One more question, it seems obvious, but just checking: does Yp.tag.test_value outputs the start value of this variable, right?
Yes, it can be defined by providing testval in the variable declares (e.g., pm.Normal(..., testval=...)
, or by the start
karg in the calling of sampling (e.g., pm.sample(..., start=start,...)
) where start
is a dict with the same format as model.test_point
.
for RV in model.basic_RVs:
print(RV.name, RV.logp(model.test_point))
Using the procedure you taught me, I got this:
lower_beta_interval__ -1.3862943611198906
upper_beta_interval__ -1.3862943611198906
beta_interval__ -40.20253647247681
beta_gamma_interval__ -4.795859992452562
alpha_gamma_interval__ -1.3862943611198904
gamma_log__ -2.300013578603738
I_interval__ -40.20253647247681
S_interval__ -40.20253647247685
po_interval__ -2.407945608651872
Y -160.51534229164463
Yp -119.61861672892917
Yo -4612.920761723422
M -inf
and
Yp.tag.test_value:
array([608, 608, 608, 608, 608, 608, 608, 608, 608, 608, 608, 608, 608,
608, 608, 608, 608, 608, 608, 608, 608, 608, 608, 608, 608, 608,
608, 608, 608])
Instead of using mz_freq, I used mz_freq.mean(), what solved the problem, even without setting a testval. Thank you very much my friend!

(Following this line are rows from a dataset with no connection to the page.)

Issue #2588, opened 2026-07-06
Current max stack analysis code is (significantly) underestimating necessary stack space for tasks


jamesmunns:
TL;DR:

* Our current max-stack analysis is more limited than we thought
* This caused task crashes on the current `master` branch (but not in currently-released versions)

You are welcome! I am glad you find it helpful
@junpenglao, still in this model, I would like to store the sample, but got ValueError: This backend does not support sampler stats. Why would this happen? Thank you in advance!
What backend are you specified in pm.sample
?
db = pm.backends.Text(‘trace’)
trace = pm.sample(5e4, njobs=4, step=[pm.Metropolis(vars=[Y, Yp]), pm.NUTS()], tune=1000, progressbar=True, trace=db)
I see, well I have never work with backend before (and we are thinking of removing it actually), if you want to save it in a file I think there are better ways to do so. @colcarroll?